:: EXTRACTED ENTRIES ::

PR #1705, opened 2023-08-28
Fix RESTORE to create a key without expire under the same ms

enjoy-binbin:
I am unable to reproduce it, but if the ttl_ms (absttl) passed in
happens to be in the same ms as GetTimeStampMS, the `ttl_ms < now`
will be false and `ttl_ms -= now` will make ttl_ms become 0 and then
we will create a key without any expire. It is off by one bug.


git-hulk (approved):
Good catch, thank you!

mapleFU (approved):
Great catch!

PR #1708, opened 2023-08-29
Remove the no-script flag in the LASTSAVE command

enjoy-binbin:
Redis allow run it in the script:
```
127.0.0.1:6379> eval "return redis.call('lastsave')" 0
(integer) 1693277322
```

Look like a copy-paste bug.


enjoy-binbin:
another question, now run the no-script flag command will response this error:
```
127.0.0.1:6666> eval "return redis.call('lastsave')" 0
(error) ERR running script (call to f_d096f7c74e67ca72b33cecd3eb313f2d7732c9e6): This Redis command is not allowed from scripts
```

the error message mention `This Redis command`, maybe in the future we need to change this. since we may add some kvrocks-only commands?

PragmaTwice (approved):

git-hulk (approved):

:::

» **THE TASK**
Reproduce the listing above verbatim.

» **WRITTEN ANSWER**
PR #1705, opened 2023-08-28
Fix RESTORE to create a key without expire under the same ms

enjoy-binbin:
I am unable to reproduce it, but if the ttl_ms (absttl) passed in
happens to be in the same ms as GetTimeStampMS, the `ttl_ms < now`
will be false and `ttl_ms -= now` will make ttl_ms become 0 and then
we will create a key without any expire. It is off by one bug.


git-hulk (approved):
Good catch, thank you!

mapleFU (approved):
Great catch!

PR #1708, opened 2023-08-29
Remove the no-script flag in the LASTSAVE command

enjoy-binbin:
Redis allow run it in the script:
```
127.0.0.1:6379> eval "return redis.call('lastsave')" 0
(integer) 1693277322
```

Look like a copy-paste bug.


enjoy-binbin:
another question, now run the no-script flag command will response this error:
```
127.0.0.1:6666> eval "return redis.call('lastsave')" 0
(error) ERR running script (call to f_d096f7c74e67ca72b33cecd3eb313f2d7732c9e6): This Redis command is not allowed from scripts
```

the error message mention `This Redis command`, maybe in the future we need to change this. since we may add some kvrocks-only commands?

PragmaTwice (approved):

git-hulk (approved):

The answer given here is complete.